I have a column populated with string with same pattern *.stage1. I want to grab every string, copy every string to another column as a bullet point; trim out ".stage1" and populate the first column with the every character before ".stage1".
This will save a lot of time, can you suggest a package that can help me create this script?
Thanks, Mago
Copying the column should not be an issue. You can make the altered version with sub
.
## Some sample data
df = data.frame(x = paste0("A", 1:9, ".stage1"))
> df
x
1 A1.stage1
2 A2.stage1
3 A3.stage1
4 A4.stage1
5 A5.stage1
6 A6.stage1
7 A7.stage1
8 A8.stage1
9 A9.stage1
df$x2 = df$x
df$x = sub("(.*)\\.stage1", "\\1", df$x)
df
x x2
1 A1 A1.stage1
2 A2 A2.stage1
3 A3 A3.stage1
4 A4 A4.stage1
5 A5 A5.stage1
6 A6 A6.stage1
7 A7 A7.stage1
8 A8 A8.stage1
9 A9 A9.stage1
Some extra detail on the sub
statement.
sub
will replace everything matching the first expression with the second one. What are those expressions?

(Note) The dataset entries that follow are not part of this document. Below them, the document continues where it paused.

PR #2306, opened 2019-11-15
designate: declare all mdns servers as master on pool config (SOC-10952)

flaviodsr:
When creating zones the DNS server notify other servers about the new
zone, however the notification is only accepted when it comes from
masters.

Using the VIP as master causes the zone creation to fail as the
notification is refused because it does not come from the VIP, but from
the node IP address. This change fixes it by declaring all mdns server
as master on the default pool defined by crowbar.


flaviodsr:
@nicolasbock I did test powering off one of the controllers, however designate still show the service as UP and consequently failing on some tests. This is the case with/without this change and I also see the same behavior on Ardana.

PR #2307, opened 2019-11-19
horizon: install lbaas horizon dashboard (SOC-10883)

stefannica:
Add the LBaaS dashboard to the UI if lbaas is enabled in the
neutron barclamp.

### DIFF
--- a/chef/cookbooks/horizon/recipes/server.rb
+++ b/chef/cookbooks/horizon/recipes/server.rb
@@ -103,6 +103,16 @@ unless neutron_fwaas_ui_pkgname.nil?
   end
 end
 
+# install horizon neutron lbaas plugin if needed
+neutron_server = node_search_with_cache("roles:neutron-server").first
+unless neutron_server.nil?
+  package "openstack-horizon-plugin-neutron-lbaas-ui" do
+    action :install
+    notifies :reload, "service[horizon]"
+    only_if { neutron_server[:neutron][:use_lbaas] }
+  end
+end
+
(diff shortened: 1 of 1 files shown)


chef/cookbooks/horizon/recipes/server.rb
```diff
@@ -103,6 +103,26 @@
   end
 end
 
+# install horizon neutron lbaas plugin if needed
+neutron_lbaas_ui_pkgname =
+  case node[:platform_family]
+  when "suse"
+    "openstack-horizon-plugin-neutron-lbaas-ui"
+  when "rhel"
```
jsuchome: Does the separate branch for RHEL package make any sense? I know we have it elsewhere, but ...

jsuchome: I don't think so. And AFAIK it never ran there. We were just trying to be good open source citizens. Now it matters even less, that's why I wouldn't even add such new code.... but it does not hurt, so no need to rebase it just because of this

stefannica: I removed the rhel section :-)

stefannica:
I fixed the hound complaints and I also removed any Octavia references from this PR, because this should be just about adding the lbaas dashboard to horizon. I will address Octavia related logic in another PR, where I will also address adding the Octavia dashboard.

stefannica:
Adding the Octavia horizon dashboard with all its related concerns is handled in #2311

PR #2308, opened 2019-11-19
designate: add support for SSL (SOC-10877)

flaviodsr:
This change adds support for configuring designate with SSL enabled.


flaviodsr:
@nicolasbock yes, I will do that once I have this tested.

flaviodsr:
Tested in: https://ci.suse.de/blue/organizations/jenkins/openstack-crowbar/detail/openstack-crowbar/576/pipeline/

chef/cookbooks/horizon/recipes/server.rb
```diff
@@ -432,7 +433,7 @@
     || trove_insecure \
     || sahara_insecure \
     || manila_insecure \
-    || ceilometer_insecure,
```
nicolasbock: Why are we dropping ceilometer here?

flaviodsr: `ceilometer_insecure` is on that list two times. I am removing one of them.

nicolasbock: Ah thanks, I didn't notice.

PR #2313, opened 2019-11-20
octavia: Update configuration parameters (SOC-10904)

nicolasbock:
The current logic in the Octavia barclamp does not detect cases where
the IDs of Octavia related resources has changed, but the names of
those resources hasn't. This happens for instance, if the user
deletes the management network for some reason.

### DIFF
--- a/chef/cookbooks/octavia/definitions/octavia_conf.rb
+++ b/chef/cookbooks/octavia/definitions/octavia_conf.rb
@@ -16,28 +16,20 @@
 define :octavia_conf do
   amphora = node[:octavia][:amphora]
   net_name = amphora[:manage_net]
-  old_amp = if node[:octavia][:old_amphora].nil?
-    {}
-  else
-    node[:octavia][:old_amphora]
-  end
 
   ruby_block "Check for amphora changes" do
     block do
-      if node[:octavia][:sec_group_id].nil? || amphora[:sec_group] != old_amp[:sec_group]
-        node.set[:octavia][:sec_group_id] = shell_out("#{params[:cmd]} security group show "\
-                                                      "#{amphora[:sec_group]} "\
-                                                      "-f value -c id").stdout.delete "\n"
-      end
-      if node[:octavia][:flavor_id].nil? || amphora[:flavor] != old_amp[:flavor]
-        node.set[:octavia][:flavor_id] =  shell_out("#{params[:cmd]} flavor show "\
-                                                    "#{amphora[:flavor]}" \
-                                                    " -f value -c id").stdout.delete "\n"
-      end
-      if node[:octavia][:net_id].nil? || net_name != old_amp[:manage_net]
-        node.set[:octavia][:net_id] = shell_out("#{params[:cmd]} network show #{net_name} "\
-                                                "-f value -c id").stdout.delete "\n"
-      end
+      sec_group_id = shell_out("#{params[:cmd]} security group show " \
+                               "#{amphora[:sec_group]} -f value -c id").stdout.chomp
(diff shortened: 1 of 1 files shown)


chef/cookbooks/octavia/definitions/octavia_conf.rb
```diff
@@ -16,27 +16,25 @@
 define :octavia_conf do
   amphora = node[:octavia][:amphora]
   net_name = amphora[:manage_net]
-  old_amp = if node[:octavia][:old_amphora].nil?
-    {}
-  else
-    node[:octavia][:old_amphora]
-  end
+
+  sec_group_id = shell_out("#{params[:cmd]} security group show " \
```
stefannica: If you're running OpenStack commands outside of a ruby_block, you'll run into failures when the admin password is changed or the SSL/no-SSL switch is exercised by the CI. The reason for this is that these commands will run in the chef compilation phase, when the configuration updates are not yet applied to the affected services, instead of running in the chef execution phase. See [here](https://coderanger.net/two-pass/) for more details on that interesting subject :).

nicolasbock: Right, good point. I moved the commands into the ruby block.

nicolasbock:
Another review @stefannica ? Thanks!

chef/cookbooks/octavia/definitions/octavia_conf.rb
```diff
@@ -16,27 +16,25 @@
...
-  end
 
   ruby_block "Check for amphora changes" do
     block do
-      if node[:octavia][:sec_group_id].nil? || amphora[:sec_group] != old_amp[:sec_group]
-        node.set[:octavia][:sec_group_id] = shell_out("#{params[:cmd]} security group show "\
-                                                      "#{amphora[:sec_group]} "\
-                                                      "-f value -c id").stdout.delete "\n"
+      sec_group_id = shell_out("#{params[:cmd]} security group show " \
+                               "#{amphora[:sec_group]} -f value -c id").stdout.chomp
```
stefannica: This is a lot better, but there's still one thing I'm worried about: if something happens and this command fails for any reason, the option in the configuration file will be set to an empty value and that value may or may not cause the service to crash after restart. Wouldn't it make sense to fail the execution here, before that happens ?

nicolasbock: Good point. I fixed it now. Please have another look. Thanks!

nicolasbock:
Please review again @stefannica . Thanks!

chef/cookbooks/octavia/definitions/octavia_conf.rb
```diff
@@ -16,27 +16,28 @@
...
+      flavor_id = shell_out("#{params[:cmd]} flavor show "\
+                            "#{amphora[:flavor]} -f value -c id").stdout.chomp
+      mgmt_net_id = shell_out("#{params[:cmd]} network list " \
+                              "--format value --column ID --column Name " \
+                              "| grep #{net_name} | cut -d ' ' -f 1").stdout.chomp
+
+      if !sec_group_id.empty? && \
+          (node[:octavia][:sec_group_id].nil? || node[:octavia][:sec_group_id] != sec_group_id)
+        node.set[:octavia][:sec_group_id] = sec_group_id
```
stefannica: Maybe it's just me, but I think the second part of this condition is redundant. You could get away with just:
```
      if !sec_group_id.empty?
        node.set[:octavia][:sec_group_id] = sec_group_id
```

PR #2315, opened 2019-11-21
[5.0] designate backports

gosipyan:
Besides bringing the configuration closer to the ardana configuration,
those changes also gets all designate tempest tests to pass.

The configuration changes are:
  - Increase the default quota for zones from 10 to 100
  - Enable admin api
  - Enable `quotas` and `zones` admin extensions
  - Enable all extensions from v2 api

(cherry picked from commit 48dfc155dc4847979652e9e7ce869258e7416a42)

designate: add support for SSL (SOC-10877)

This change adds support for configuring designate with SSL.

(cherry picked from commit c1bf75c)

designate: declare all mdns servers as master on pool config (SOC-10952)

When creating zones the DNS server notify other servers about the new
zone, however the notification is only accepted when it comes from
masters

Using the VIP as master causes the zone creation to fail as the
notification is refused because it does not come from the VIP, but from
the node IP address. This change fixes it by declaring all mdns server
as master on the default pool defined by crowbar.

(cherry picked from commit 92848ad)

### DIFF
--- a/chef/cookbooks/designate/attributes/default.rb
+++ b/chef/cookbooks/designate/attributes/default.rb
@@ -26,6 +26,13 @@ default[:designate][:ha][:enabled] = false
 # Ports to bind to when haproxy is used for the real ports
 default[:designate][:ha][:ports][:api_port] = 5574
 
+default[:designate][:ssl][:certfile] = "/etc/designate/ssl/certs/signing_cert.pem"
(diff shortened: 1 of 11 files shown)


gosipyan:
job green all tests passed https://ci.suse.de/job/openstack-crowbar/601/

gosipyan:
need https://github.com/crowbar/crowbar-core/pull/1940  merged

PR #2318, opened 2019-11-25
Octavia: Create listener port for health manager (SOC-10904)

nicolasbock:
Create a port that will be bound so that the health manager can
communicate with the `lb-mgmt-net` and the amphorae.

### DIFF
--- a/chef/cookbooks/octavia/recipes/nova.rb
+++ b/chef/cookbooks/octavia/recipes/nova.rb
@@ -89,6 +89,13 @@ execute "create_amphora_image" do
   action :run
 end
 
+# execute "create octavia user key" do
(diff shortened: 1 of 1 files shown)


rhafer:
I really think messing around with the `neutron-(openvswitch|linuxbridge)-agent` managed bridges and ports behind the agent's back is a very bad idea. It will be a nightmare to maintain and debug. It might be ok for a devstack like use case but I don't think this should be done in production. Please don't go down this path.

nicolasbock:
@rhafer Thanks for the comment! This approach does feel very hackish, I completely agree. I'll think about this some more and see if I can find another approach that achieves the same through more "official" channels :smile:

nicolasbock:
Abandoning as per @rhafer 's comment. Not the right path forward...

PR #2320, opened 2019-12-03
octavia: configuration fixes (SOC-10989,SOC-10990)

stefannica:
This PR fixes some Octavia configuration options, either deprecated or missing.

Remaining Octavia deprecated configuration options:
 - disables deprecated V1 API [1]
 - use the service_token_roles_required and service_token_roles
 parameters in the keystone auth config. Adding this will ensure that
 token validation sent to keystone by Octavia service has the configured
 service token role to pass otherwise keystone will reject that request [2]

Even though Octavia uses the service catalogue to auto-configure
the Barbican service endpoint, it helps if we use an endpoint
hard-coded in the configuration files because there is no other
way to restart Octavia services in case the Barbican endpoint
also changes (e.g. switch from HTTP to HTTPs or vice-versa).

This commit also sets the insecure option not just for Barbican,
but also for other services that Octavia interacts with (Nova
and Neutron).

[1] https://wiki.openstack.org/wiki/Neutron/LBaaS/Deprecation#What_about_the_Octavia_v1_API.3F
[2] https://docs.openstack.org/releasenotes/keystonemiddleware/ocata.html

### DIFF
--- a/chef/cookbooks/octavia/definitions/octavia_conf.rb
+++ b/chef/cookbooks/octavia/definitions/octavia_conf.rb
@@ -56,6 +56,7 @@ define :octavia_conf do
             octavia_db_connection: fetch_database_connection_string(node[:octavia][:db]),
             neutron_endpoint: OctaviaHelper.get_neutron_endpoint(node),
             nova_endpoint: OctaviaHelper.get_nova_endpoint(node),
+            barbican_endpoint: OctaviaHelper.get_barbican_endpoint(node),
             octavia_keystone_settings: KeystoneHelper.keystone_settings(node, "octavia"),
             rabbit_settings: fetch_rabbitmq_settings,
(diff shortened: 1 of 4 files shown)


stefannica:
Tested with: https://ci.suse.de/blue/organizations/jenkins/openstack-crowbar/detail/openstack-crowbar/637/pipeline

stefannica:
Testing with: https://ci.suse.de/blue/organizations/jenkins/openstack-crowbar/detail/openstack-crowbar/637/pipeline

stefannica:
Also verified manually that TLS load-balancers are still functional after this change (procedure documented [here](https://jira.suse.com/browse/SOC-10989?focusedCommentId=973473&page=com.atlassian.jira.plugin.system.issuetabpanels%3Acomment-tabpanel#comment-973473)).

PR #2323, opened 2019-12-10
keystone: Add OS_INTERFACE env var to .openrc (SOC-11006)

skazi0:
New openstack client(s) use OS_INTERFACE instead of OS_ENDPOINT_TYPE.
The default is 'public' so if we don't set it, clients will use mix of
internal and public calls depending on the implementation.


bbobrov:
i would just remove `keystone` from the commit message, because nothing about keystone is changed here. `cli` would be a better keyword, or nothing at all

PR #2327, opened 2019-12-12
tempest: Update default image on schema (SOC-11023)

flaviodsr:
This change adds a schema migrate function for updating the default
tempest image which has been changed in [1].

1. https://github.com/crowbar/crowbar-openstack/commit/07864bdff573b4ad150530168f879e2e215c896b

### DIFF
--- a/chef/data_bags/crowbar/migrate/tempest/302_update_tempest_image.rb
+++ b/chef/data_bags/crowbar/migrate/tempest/302_update_tempest_image.rb
@@ -1,0 +1,10 @@
+def upgrade(ta, td, a, d)
+  a["tempest_test_images"]["x86_64"] = ta["tempest_test_images"]["x86_64"]
+  return a, d
+end
+
+def downgrade(ta, td, a, d)
+  a["tempest_test_images"]["x86_64"] = ta["tempest_test_images"]["x86_64"]
+  return a, d
+end
+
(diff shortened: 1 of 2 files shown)


chef/data_bags/crowbar/migrate/tempest/302_update_tempest_image.rb
```diff
@@ -0,0 +1,4 @@
+def upgrade(ta, td, a, d)
+  a["tempest_test_images"]["x86_64"] = ta["tempest_test_images"]["x86_64"]
+  return a, d
+end
```
nicolasbock: The downgrade is missing. Is that intentional?

stefannica: @nicolasbock this is a very particular case for which I don't think there's any precedent: we're changing the default value of a parameter. In this case, the downgrade functionality doesn't give you enough parameters to figure out if the current attribute value is the default one (the "current" template is missing). For that reason, and also because we're only touching the tempest barclamp, I suggested to Flavio that we could just skip the downgrade piece. If you have any suggestion on how this can be done though, we could use some.

flaviodsr: ok. I did add a downgrade function and it does the same, just set the value to what is on the template.

nicolasbock: Thanks!

PR #5068, opened 2019-07-17
Fix VSCode settings.json typescript.tsdk option.

benjamn:
Because of this incorrect path, VSCode was not picking up the correct `tsc` version and thus ignoring `tsconfig.json` in some of our packages, namely `apollo-cache-inmemory`.

### DIFF
--- a/.vscode/settings.json
+++ b/.vscode/settings.json
@@ -15,5 +15,5 @@
     "coverage": true,
     "npm": true
   },
-  "typescript.tsdk": "node_modules/typescript/lib"
+  "typescript.tsdk": "../node_modules/typescript/lib"
 }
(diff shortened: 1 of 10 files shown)


.vscode/settings.json
```diff
@@ -15,5 +15,5 @@
     "coverage": true,
     "npm": true
   },
-  "typescript.tsdk": "node_modules/typescript/lib"
+  "typescript.tsdk": "../node_modules/typescript/lib"
```
benjamn: This is the key change in this PR.

packages/apollo-cache-inmemory/src/readFromStore.ts
```diff
@@ -378,9 +376,13 @@ export class StoreReader {
           }
         }
 
-        const typeCondition = fragment.typeCondition.name.value;
+        const typeCondition =
+          fragment.typeCondition && fragment.typeCondition.name.value;
+
+        const match =
+          !typeCondition ||
```
benjamn: If there’s no `typeCondition`, then the fragment always matches.

.vscode/settings.json
mtsmfm: @benjamn How do you open this repo via vscode?
I think the previous setting `"node_modules/typescript/lib"` is correct.
It works with this remote container setting.

https://github.com/apollographql/apollo-client/pull/5534

PR #5073, opened 2019-07-18
Remove FragmentMatcher abstraction from apollo-cache-inmemory.

benjamn:
> **Note:** this PR is a _breaking change_ slated for Apollo Client 3.0.

Correctly matching fragments against abstract types like unions or interfaces requires knowledge of the schema, which can be obtained in multiple ways.

Previously, we provided two different `FragmentMatcher` implementations: the `HeuristicFragmentMatcher`, which would attempt to match fragments without any knowledge of the schema; and the `IntrospectionFragmentMatcher`, which would consume an introspection query result to obtain information about possible subtypes.

This commit removes the `FragmentMatcher` abstraction and both of its implementations. Instead, you can skip the introspection query step and simply pass a `possibleTypes` map to the `InMemoryCache` constructor:
```ts
new InMemoryCache({
  addTypename: true,
  freezeResults: true,
  possibleTypes: {
    Animal: ["Cat", "Dog", "MiniatureHorse", "Frog"],
    Test: ["PassingTest", "FailingTest", "SkippedTest"],
  },
})
```
When you provide this information, assuming it is correct and complete, the cache does not need to make any heuristic guesses, so there's really no point in ever having other `FragmentMatcher` implementations.

More importantly, to maintain backwards compatibility with the existing `FragmentMatcher` interface, the cache was forced to construct temporary data stores to trick the `FragmentMatcher` into doing the right thing. This commit is a breaking change that removes all that awkward logic.

Of course, you have to get the `possibleTypes` map from somewhere, and schema introspection is still a fine way of doing that. However, the `possibleTypes` map is relatively easy to write by hand, if you're just prototyping/experimenting. Once you're ready to generate it automatically from your schema, it can be easily imported from a generated module.

If the `possibleTypes` option is not specified, the cache will behave like the old `HeuristicFragmentMatcher`, which is adequate as long as you're not using fragments with abstract constraints. You only live once, as they say.


packages/apollo-cache-inmemory/src/writeToStore.ts
```diff
@@ -178,40 +176,26 @@ export class StoreWriter {
...
-            invariant.warn(
-              `Missing field ${resultFieldKey} in ${JSON.stringify(
-                result,
-                null,
-                2,
-              ).substring(0, 100)}`,
-            );
-          }
+        } else if (
+          context.possibleTypes &&
```
benjamn: We have a number of tests that verify warnings about missing fields, but we can’t be completely confident those fields are missing unless we have accurate `possibleTypes` information. This is especially important if we ever want to pursue the comment below (throwing instead of warning).

packages/apollo-cache-inmemory/src/fragments.ts
```diff
@@ -0,0 +1,42 @@
...
+  const typeCondition = fragment.typeCondition.name.value;
+  if (typename === typeCondition) {
+    return true;
+  }
+
+  if (possibleTypes) {
+    const workQueue = [possibleTypes[typeCondition]];
+    // It's important to keep evaluating workQueue.length each time through the
+    // loop, because the queue can grow while we're iterating over it.
+    for (let i = 0; i < workQueue.length; ++i) {
```
benjamn: Cycle-safe breadth-first search without using recursion! 🤓🔂🦄

benjamn:
@hwillson The `LocalState` code still has a notion of a `FragmentMatcher`, which I am also tempted to remove. That would mean passing `possibleTypes` into both the `ApolloClient` constructor and the `InMemoryCache` constructor, which is somewhat repetitive. That said, the server/client types could be different, so the option to pass different `possibleTypes` might be useful?

packages/apollo-client/src/__tests__/client.ts
```diff
@@ -1218,41 +1182,16 @@ describe('client', () => {
       ],
     };
 
-    const fancyFragmentMatcher = (
```
benjamn: Scroll down to find out what I was able to replace this fancy fraggle doodad with…

packages/apollo-client/src/__tests__/client.ts
```diff
@@ -1380,30 +1302,13 @@ describe('client', () => {
...
-      },
-    });
-
     const client = new ApolloClient({
       link,
-      cache: new InMemoryCache({ fragmentMatcher: ifm }),
+      cache: new InMemoryCache({
+        possibleTypes: {
+          Item: ['ColorItem', 'MonochromeItem'],
+        },
```
benjamn: It’s just so much shorter!

PR #5081, opened 2019-07-22
Add graphql as a peerDependency of apollo-cache and graphql-anywhere.

ssalbdivad:
Currently both apollo-cache and graphql-anywhere depend on graphql but do not list it in their dependencies. This change makes apollo-cache and graphql-anywhere consistent with the other packages in apollo-client that depend on graphql by listing it as a peer dependency with a major version between 11 and 14.

This also allows [pnpm](https://pnpm.js.org/) and other package managers with stricter dependency management requirements to install a working version of apollo-client out of the box.


ssalbdivad:
@benjamn Any updates on this? Seems like a fairly straightforward fix that unblocks folks using pnpm from using apollo-client and makes apollo-cache and graphql-anywhere consistent with a dependency management strategy that has already been established in all other apollo-client packages.

ssalbdivad:
@benjamn ping

ssalbdivad:
@benjamn @hwillson Is it still the case that PRs <20 lines of code are typically merged within a day? Not sure what I need to do to get this looked at.

ssalbdivad:
@benjamn @hwillson Any capacity for a trivial PR?

arcanis:
This change has been merged but not released yet, so the problem is still present 🙂

PR #5114, opened 2019-08-01
Fix subscribeToMore to recognize fetch policy

nuragic:
The `subscribeToMore` was missing the `fetchPolicy` option. I dunno if it's a bug or a feature... I think it's a missing piece of #3773.

Let me know in case there's need to add new tests. I guess it should also be documented before merging.

Thanks! 🚀

### DIFF
--- a/src/core/ObservableQuery.ts
+++ b/src/core/ObservableQuery.ts
@@ -354,6 +354,7 @@ export class ObservableQuery<
     const subscription = this.queryManager
       .startGraphQLSubscription({
         query: options.document,
+        fetchPolicy: options.fetchPolicy,
         variables: options.variables,
       })
       .subscribe({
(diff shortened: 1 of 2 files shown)


nuragic:
Hi @hwillson! Do you think this one could land in v3? That would be great, because to have this fix we're using a fork of mine currently... and we would prefer to switch to apollo master branch again! 😄 Thanks!

nuragic:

First expression: "(.*)\\.stage1"
. matches any character.
.* matches any number of characters.
Because .* is in parentheses, whatever it matches will be stored in a variable called \1.
So "(.*)\\.stage1" will match the string ".stage1" and everything before it storing the characters before .stage1 in \1.
Second expression: "\\1"
We want to replace this with just the characters before, so the replacement string is "\\1".